Shadow Minister for Work and Pensions
- Incumbent
- Assumed office 2 September 2026
- Leader: Kemi Badenoch
- Preceded by: Danny Kruger (2025)

Member of Parliament for Fylde
- Incumbent
- Assumed office 4 July 2024
- Preceded by: Mark Menzies
- Majority: 561 (1.2%)

Lancashire Police and Crime Commissioner
- In office 13 May 2021 – 8 May 2024
- Preceded by: Clive Grunshaw
- Succeeded by: Clive Grunshaw

Lancashire County Councillor for Hoghton with Wheelton
- In office 4 May 2017 – 6 May 2021
- Preceded by: Division created
- Succeeded by: Alan Cullens

Personal details
- Born: Andrew James Snowden 18 October 1984 (age 41) Bolton, Greater Manchester, England
- Party: Conservative
- Spouse: Caroline Snowden
- Education: Canon Slade School
- Alma mater: University of Salford (BA) Aston University (MSc)
- Website: www.andrewsnowden.uk

= Andrew Snowden =

British politician (born 1984)

Andrew James Snowden (born 18 October 1984) is a British Conservative Party politician elected as Member of Parliament for Fylde at the 2024 general election.
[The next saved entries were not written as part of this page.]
PR #4299, opened 2025-08-11
[rust] init multipass crate & oxidize petname

levkropp:
This pull request introduces Rust to Multipass by migrating the petname (name generation e.g. `hearty-kangaroo`) functionality from C++ to Rust and integrates it into the build and runtime environments. This transition involves replacing the old C++ name generator with a new Rust implementation, updating the build system to compile and link the Rust static library, and adapting relevant CI and packaging scripts to support Rust. The changes also update C++ code to use the Rust FFI for name generation and remove legacy C++ petname code.

**Petname/name generation migration to Rust:**

* Added new Rust crate for petname functionality (`Cargo.toml`, `build.rs`, `src/lib.rs`), exposing FFI functions for name generation and tests. 
* Updated C++ code (`src/client/gui/ffi/dart_ffi.cpp`, `src/daemon/daemon.cpp`) to use Rust FFI for petname generation instead of the old C++ `NameGenerator`.
* Removed legacy C++ petname and name generator code (`include/multipass/name_generator.h`, `src/petname/make_name_generator.cpp`).

**Build system and CI integration:**

* Updated CMake configuration to build the Rust static library and link it as an interface library for petname, removing previous code-generation steps. (`src/petname/CMakeLists.txt`)
* Added Rust-related files to CI triggers and installed Rust toolchain in CI workflows for Windows/macOS (`.github/workflows/dynamic-ci.yml`, `.github/workflows/windows-macos.yml`). 

**Packaging and environment updates:**

* Added `rustup` as a build dependency for Debian and Snap packaging, and ensured the Rust toolchain is initialized during Snap builds (`debian/control`, `snap/snapcraft.yaml`)

**Daemon configuration cleanup:**

* Removed all references to the old C++ `NameGenerator` from daemon configuration code (`src/daemon/daemon_config.cpp`, `src/daemon/daemon_config.h`).


src/daemon/daemon.cpp
```diff
@@ -19,8 +19,10 @@
 #include "base_cloud_init_config.h"
 #include "instance_settings_handler.h"
 #include "runtime_instance_info_helper.h"
+#include "rust/cxx.h"
```
ricab: As we discussed elsewhere, we can probably do away with this.

src/daemon/daemon.cpp
```diff
@@ -19,8 +19,10 @@
...
 #include "snapshot_settings_handler.h"
 
+#include <multipass-petname/src/lib.rs.h>
```
ricab: IIUC, this is generated, so I would say it is more distant than the usual headers in multipass/, right? 

There could be cases where dependencies go back and forth between rust and C++, but by default I would say that regular C++ header are closer kin than generated ones from the cxx crate. In that sense, I suggest moving this to a separate section, just after all the `<multipass/...>` includes, but before any third party.

crates/petname/src/lib.rs
```diff
@@ -0,0 +1,70 @@
...
+    petname.make_name()
+}
+
+// CXX FFI Bridge for this module
+#[cxx::bridge(namespace = "multipass::petname")]
+mod ffi {
+    extern "Rust" {
+        type Petname;
+        fn new_petname(num_words: i32, separator: &str) -> Box<Petname>;
+        fn make_name(petname: &mut Petname) -> String;
```
matthew-hagemann: I'd recommend looking at returning results here, which are [supported binding](https://cxx.rs/binding/result.html) in `cxx`. I don't think the errors you'll get returned from panics will be very ergonomic, which will make them harder to reason with in more complex crates. 

It will also make tests much easier to write (see next comment)

crates/petname/tests/petname_tests.rs
```diff
@@ -0,0 +1,69 @@
+use multipass_petname::*;
+use std::collections::HashSet;
+
+fn split_name<'a>(name: &'a str, separator: &str) -> Vec<&'a str> {
+    name.split(separator).collect()
+}
+
+#[test]
```
matthew-hagemann: Another advantage of having your functions return results is that you can add test cases for error path's and easily assert that you get the Result you expect without panicking the test. Currently you are only covering the happy paths.

crates/petname/src/lib.rs
```diff
@@ -0,0 +1,70 @@
...
+        }
+    }
+}
+
+pub fn new_petname(num_words: i32, separator: &str) -> Box<Petname> {
+    let num_words = match num_words {
+        1 => NumWords::One,
+        2 => NumWords::Two,
+        3 => NumWords::Three,
+        _ => panic!("Invalid number of words"),
```
matthew-hagemann: I'd avoid explicitly panicking from function input. Looking at what is supported in `cxx`'s [Result bindings](https://cxx.rs/binding/result.html):

> The Rust implementation (outside of the bridge module) may pick any error type as long as it has a std::fmt::Display impl.

I would define a crate error you can use in your functions and return that in error cases.

Something like this:
```rust
  #[derive(Debug)]
  pub enum PetnameError {
      InvalidWordCount(i32),
      EmptyWordList,
  }

  impl fmt::Display for PetnameError {
      fn fmt(&self, f: &mut fmt::Formatter) -> fmt::Result {
          match self {
              PetnameError::InvalidWordCount(n) => write!(f, "Invalid word count: {}", n),
              PetnameError::EmptyWordList => write!(f, "Word list is empty"),
          }
      }
  }

  pub fn new_petname(num_words: i32, separator: &str) -> Result<Box<Petname>, PetnameError> {
      let num_words = match num_words {
          1 => NumWords::One,
          2 => NumWords::Two,
          3 => NumWords::Three,
          _ => return Err(PetnameError::InvalidWordCount(num_words)),
      };
      Ok(Box::new(Petname::new(num_words, separator)))
  }
```

And then you can have unhappy path tests that look like this:
```rust
  #[test]
  fn new_petname_rejects_invalid_word_counts() {
      assert!(new_petname(0, "-").is_err());
      assert!(new_petname(4, "-").is_err());
      assert!(new_petname(-1, "-").is_err());
      assert!(new_petname(100, "-").is_err());
  }
```

crates/petname/src/lib.rs
```diff
@@ -0,0 +1,70 @@
...
+
+    pub fn make_name(&self) -> String {
+        let mut rng = thread_rng();
+        let adjectives: Vec<&str> = ADJECTIVES.lines().collect();
+        let adverbs: Vec<&str> = ADVERBS.lines().collect();
+        let names: Vec<&str> = NAMES.lines().collect();
+
+        let adjective = adjectives.choose(&mut rng).unwrap();
+        let adverb = adverbs.choose(&mut rng).unwrap();
+        let name = names.choose(&mut rng).unwrap();
```
matthew-hagemann: These unwraps could also lead to panics, I'd have error handling for that returned a result here as well indicating what went wrong with which word list and return that in a result.

crates/petname/tests/petname_tests.rs
```diff
@@ -0,0 +1,69 @@
...
+    for _ in 0..(10 * expected_num_unique_names) {
+        let name = make_name(&mut name_generator);
+        name_set.insert(name);
+    }
+
+    assert!(name_set.len() >= expected_num_unique_names);
+}
+
+#[test]
+fn ffi_integration_test() {
```
matthew-hagemann: Not sure this is strictly an integration test? Might be nice to have a test on the cpp side that invoked some success and error cases via the FFI call to assert everything works as expected.

crates/petname/src/lib.rs
```diff
@@ -0,0 +1,70 @@
+use rand::seq::SliceRandom;
+use rand::thread_rng;
+
+const ADJECTIVES: &str = include_str!("../../../src/petname/adjectives.txt");
+const ADVERBS: &str = include_str!("../../../src/petname/adverbs.txt");
+const NAMES: &str = include_str!("../../../src/petname/names.txt");
```
matthew-hagemann: If the petname's are now fully owned by the rust crate, I'd consider moving these into the crate so you are not reliant on relative pathing out of the crate file structure.

matthew-hagemann (changes requested):
This looks very exciting 🙂 

I've left some comments regarding error handling, specifically around how we can avoid using panic's for propagating errors to the cpp side. While I think the error cases here are fairly simple and the current approach works, getting in a foundation now that uses Rust's Result returns will set us up for more complex Rust libraries in the future.

matthew-hagemann:
For Rust CI, you can take a look at the [Rust code sanity](https://github.com/canonical/desktop-engineering/blob/main/gh-actions/rust/code-sanity/action.yaml) desktop action, and the [app-center-ratings ci](https://github.com/ubuntu/app-center-ratings/blob/main/.github/workflows/ci.yaml) to see the linter, formatter, testing and sec checks other projects are using.

src/daemon/daemon.cpp
```diff
@@ -217,12 +217,17 @@ auto name_from(const std::string& requested_name,
     }
     else
     {
-        auto name = name_gen.make_name();
+        // Create a Rust petname generator with 2 words and "-" separator
+        auto petname_generator = multipass::petname::new_petname(2, "-");
+        std::string name = std::string(multipass::petname::make_name(*petname_generator));
```
xmkg: Why wrap it with std::string here? I'd assume the return value of the make_name implements copy and move assignment operators, so string wrap shouldn't be necessary.

src/daemon/daemon.cpp
```diff
@@ -217,12 +217,17 @@ auto name_from(const std::string& requested_name,
...
         constexpr int num_retries = 100;
         for (int i = 0; i < num_retries; i++)
         {
             if (currently_used_names.find(name) != currently_used_names.end())
+            {
+                name = std::string(multipass::petname::make_name(*petname_generator));
```
xmkg: idem

src/petname/CMakeLists.txt
```diff
@@ -14,25 +14,54 @@
...
+  set(CARGO_PATH_ENV "PATH=$ENV{HOME}/.cargo/bin:$ENV{PATH}")
+endif()
 
-add_executable(text_to_string_array
-  text_to_string_array.cpp)
+# Set the target directory for this specific crate
+set(PETNAME_TARGET_DIR ${CMAKE_CURRENT_BINARY_DIR}/petname-target)
+set(PETNAME_CRATE_DIR ${CMAKE_SOURCE_DIR}/crates/petname)
 
 add_custom_command(
```
xmkg: Would something like https://github.com/corrosion-rs/corrosion simplify this?

levkropp: https://corrosion-rs.github.io/corrosion/ffi_bindings.html#cxx-integration Corrosion seems to have experimental support for cxx. Looking at it, I think it's fine if we adapt it at this stage because the "Limitations" section does not apply to us (we were always building as a staticlib anyways)

I've integrated it into the project using [FetchContent](https://corrosion-rs.github.io/corrosion/setup_corrosion.html#fetchcontent) because the docs appear to recommend that approach over a submodule

src/daemon/daemon.cpp
levkropp: `multipass::petname::make_name()` returns a `rust::cxxbridge1::String`, not a `std::string`, which needs to be explicitly converted. AFAICT this is a deliberate design choice of `cxx` to avoid hidden performance costs of string conversion

tests/test_daemon.cpp
```diff
@@ -690,13 +680,17 @@ TEST_P(DaemonCreateLaunchTestSuite, generatesNameOnCreationWhenClientDoesNotProv
 {
     const std::string expected_name{"pied-piper-valley"};
```
sharder996: This variable is no longer being used then.

tests/test_daemon.cpp
```diff
@@ -690,13 +680,17 @@ TEST_P(DaemonCreateLaunchTestSuite, generatesNameOnCreationWhenClientDoesNotProv
...
+    use_a_mock_vm_factory();
     mp::Daemon daemon{config_builder.build()};
 
     std::stringstream stream;
     send_command({GetParam()}, stream);
 
-    EXPECT_THAT(stream.str(), HasSubstr(expected_name));
+    // The stream should contain some generated name output (not the exact name since we can't
+    // control Rust petname generation)
+    EXPECT_THAT(stream.str(), Not(IsEmpty()));
```
sharder996: Maybe we could be a little more intelligent with matching, i.e., `\w+-\w+`

src/CMakeLists.txt
```diff
@@ -24,7 +24,7 @@ add_subdirectory(daemon)
 add_subdirectory(iso)
 add_subdirectory(logging)
 add_subdirectory(network)
-add_subdirectory(petname)
+add_subdirectory(rustipass)
```
sharder996: Maintain alphabetical ordering? 😄

snap/snapcraft.yaml
sharder996, line 1: Running unit tests?

.github/workflows/windows-macos.yml
sharder996, line 1: Unit tests?

sharder996 (changes requested):
Alright, I'll take the plunge and do my best here!

First off, I'd be curious to here about other developers setups for debugging code. There is `rust-lldb` and `rust-gdb` which are simple wrappers for their respective debuggers, but there are a few inconsistencies nonetheless.

Next, I think there are some improvements (or clarifications) that could be made about the build process. I'll list my findings below:

1. I don't know if its possible, but it would be nice if C++ and Rust unit tests could be integrated so that they can be executed from one command. Maybe a `cmake` command?

2. `ninja clean` doesn't seem to have any effect on Rust code. No rebuilding of Rust code happens after cleaning.

3. I noticed this warning while building. Are there any compatibility concerns with older versions of macOS?
```
ld: warning: object file (/Users/scott/Documents/dev/multipass/build/src/rustipass/librustipass.a[52](c16f17691ff6f04b-cxx.o)) was built for newer 'macOS' version (26.0) than being linked (15.6)
```

4. It seems like the Rust static library is continuing to be built with debug symbols:
```
cmake -Bbuild -H. -GNinja -DCMAKE_PREFIX_PATH=/Users/scott/Qt/6.2.4/macos/bin -DMULTIPASS_ENABLE_FLUTTER_GUI=OFF
...
[123/497] cd /Users/scott/Documents/dev/multipass...d/./cargo/build -- -Cdefault-linker-libraries=ye
    Finished `dev` profile [unoptimized + debuginfo] target(s) in 0.11s
```

5. I don't suppose Rust integrates with Codecov? Is there any sort of coverage data that can be generated?

Thanks for taking the initiative with integrating Rust! It's a big undertaking!

.github/workflows/windows-macos.yml
```diff
@@ -255,6 +256,29 @@ jobs:
...
+    - name: Initialize Rust toolchain
+      shell: bash
+      run: |
+        if [[ "${{ runner.os }}" == "Windows" ]]; then
+          # On Windows, rustup.install from chocolatey should be available
+          if command -v rustup >/dev/null 2>&1; then
+            rustup default stable
+            rustup update
+          else
+            echo "Warning: rustup not found, but continuing..."
```
xmkg: What's the reason that we're not raising a failure here? Considering that we were unable to bootstrap the Rust toolchain, wouldn't the Rust steps fail anyway?

tests/test_daemon.cpp
```diff
@@ -688,15 +679,19 @@ TEST_P(DaemonCreateLaunchTestSuite, onCreationHandlesInstanceImagePreparationFai
 
 TEST_P(DaemonCreateLaunchTestSuite, generatesNameOnCreationWhenClientDoesNotProvideOne)
 {
-    const std::string expected_name{"pied-piper-valley"};
-
-    config_builder.name_generator = std::make_unique<StubNameGenerator>(expected_name);
+    // Test now uses the actual Rust petname generation directly
```
xmkg: Hmm.. That reveals a problem in the current approach, which is that we cannot "mock" Rust modules. It's not a big deal for the name generation, but it will be for others since we can't unit test the stuff that depends on Rust modules anymore.

For the name generation, I think it would be best to hide the Rust module behind a mockable singleton, so we can still mock it.

xmkg: @ricab @jimporter I'd like to get your opinions on how to approach this ^^

ricab: I agree, very well spotted. We need to be able to mock things. If rust meant no mocking, it would not be feasible for unit tests.

From what I see, the daemon used to point to the name generator, but this makes it global. That's the problem. We should be able to call into rust to obtain *a* name generator to set in daemon_config, and we should be able to replace it. 

Thinking aloud here, 'cause I haven't looked into how the translation layer works, but can it expose a class? If so, are this class's methods virtual on the C++ side? If so, then we should be able to mock. 

I am not sure if we could have a pure interface, since there is no inheritance in rust. Not sure how the translation layer exposes traits. Could we declare and export a trait from rust, then derive from it in C++?

If none of that is possible, we'd need to wrap things in C++. That would be a pity (lots of boiler plate). It wouldn't have to be a `MockableSingleton` wrapper, but some wrapper. `MockableSingleton` could be an option, but in this case it seems to me that there wouldn't be a big benefit: we don't need to inject the dependency deeply through the stack. It's just the daemon, and the daemon config already wraps it, so we don't pollute functions with artificial parameters all over (we could have another couple of levels if we refactored to have a VM manager, but not a big deal). Whatever is easier and requires the least boiler plate, I guess?

snap/snapcraft.yaml
levkropp: We define `-DMULTIPASS_ENABLE_TESTS=off` in the snapcraft.yaml's `cmake-parameters`. I've added a command to run `cargo test` inside the snap but it doesn't seem like we have historically been interested in running tests during snapcraft

.github/workflows/dynamic-ci.yml
```diff
@@ -59,6 +59,9 @@ jobs:
               - "CMakeLists.txt"
               - "vcpkg-configuration.json"
               - "vcpkg.json"
+              - "Cargo.toml"
+              - "Cargo.lock"
+              - "build.rs"
```
Sploder12: Does this include the rust source?

.github/workflows/linux.yml
```diff
@@ -198,12 +198,13 @@ jobs:
...
-        # Enable coredumps by setting the core dump size to "unlimited", and run the tests.
+        # Enable coredumps by setting the core dump size to "unlimited", and run the unified test target.
         /snap/bin/lxc --project snapcraft exec $instance_name -- bash -c "\
-           ulimit -c unlimited &&        \
+           source /root/.cargo/env && \
+           ulimit -c unlimited && \
            env CTEST_OUTPUT_ON_FAILURE=1 \
            LD_LIBRARY_PATH=/root/stage/usr/lib/x86_64-linux-gnu/:/root/stage/lib/:/root/parts/multipass/build/lib/ \
-           /root/parts/multipass/build/bin/multipass_tests"
+           cmake --build /root/parts/multipass/build --target all_tests"
```
xmkg: Why not use something like `ctest --build-dir /root/parts/multipass/build --verbose` here? (assuming rust's test target is also defined via [add_test(...)](https://cmake.org/cmake/help/latest/command/add_test.html))

tests/CMakeLists.txt
```diff
@@ -240,3 +239,29 @@ endforeach()
...
+# Platform-specific cargo path handling
+if(WIN32)
+  # Windows: cargo should be in PATH, but ensure we use CMD to avoid bash conflicts
+  set(RUST_TEST_COMMAND cmd /c "cargo test --manifest-path ${CMAKE_SOURCE_DIR}/Cargo.toml")
+else()
+  # Unix-like: cargo should be available in PATH
+  set(RUST_TEST_COMMAND cargo test --manifest-path ${CMAKE_SOURCE_DIR}/Cargo.toml)
+endif()
+
+# Custom command to run both test suites with proper error handling
```
xmkg: How about using CTest for this?

snap/snapcraft.yaml
```diff
@@ -221,6 +221,17 @@ parts:
...
+      # Install Rust stable toolchain
+      if [ ! -f "$HOME/.cargo/env" ]; then
+        curl --proto '=https' --tlsv1.2 -sSf https://sh.rustup.rs | sh -s -- -y --default-toolchain stable
+        source $HOME/.cargo/env
+      fi
+      # Ensure Rust is in PATH for this build
+      export PATH="$HOME/.cargo/bin:$PATH"
+
+      # Run the rust tests
+      (cd ${CRAFT_PART_SRC}/crates && cargo test --all)
```
xmkg: We're already running the tests in a dedicated CI step, right? So this being here would mean running the Rust tests twice.

.github/workflows/windows-macos.yml
```diff
@@ -276,9 +302,8 @@ jobs:
       run: ccache --show-stats --zero-stats
 
     - name: Test
-      working-directory: ${{ env.BUILD_DIR }}
       run: |
-        ${{ env.ARCH_WRAPPER }} bin/multipass_tests
+        ${{ env.ARCH_WRAPPER }} cmake --build ${{ env.BUILD_DIR }} --target all_tests
```
xmkg: idem (ctest)

xmkg (changes requested):

crates/rustipass/src/petname/tests.rs
```diff
@@ -0,0 +1,103 @@
...
+fn uses_custom_separator() {
+    let mut name_generator = new_petname(3, "_").expect("Should create valid petname");
+    let name = make_name(&mut name_generator).expect("Should generate name");
+    let tokens = split_name(&name, "_");
+    assert_eq!(tokens.len(), 3);
+    assert!(name.contains("_"));
+}
+
+#[test]
+fn generates_two_tokens_by_default() {
```
Sploder12: the name of this test feels a bit off, 2 is being explicitly set

crates/rustipass/build.rs
```diff
@@ -0,0 +1,5 @@
+fn main() {
+    cxx_build::bridge("src/lib.rs")
+        .flag_if_supported("-std=c++17")
```
Sploder12: This will need to be changed soon

src/rustipass/rust_petname_generator.cpp
```diff
@@ -0,0 +1,52 @@
...
+                                       e.what());
+          }
+      }())
+{
+}
+
+std::string RustPetnameGenerator::make_name()
+{
+    try
+    {
```
Sploder12: nitpick: could use a function try block here

src/rustipass/rust_petname_generator.cpp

He served as the Lancashire Police and Crime Commissioner from 2021 to 2024.

==Early life and career==
Snowden was born in Bolton and lives in Fylde. He has a degree in contemporary military and international history (2008) from the University of Salford, where he was president of the students' union in 2006-2007 and 2007-2008.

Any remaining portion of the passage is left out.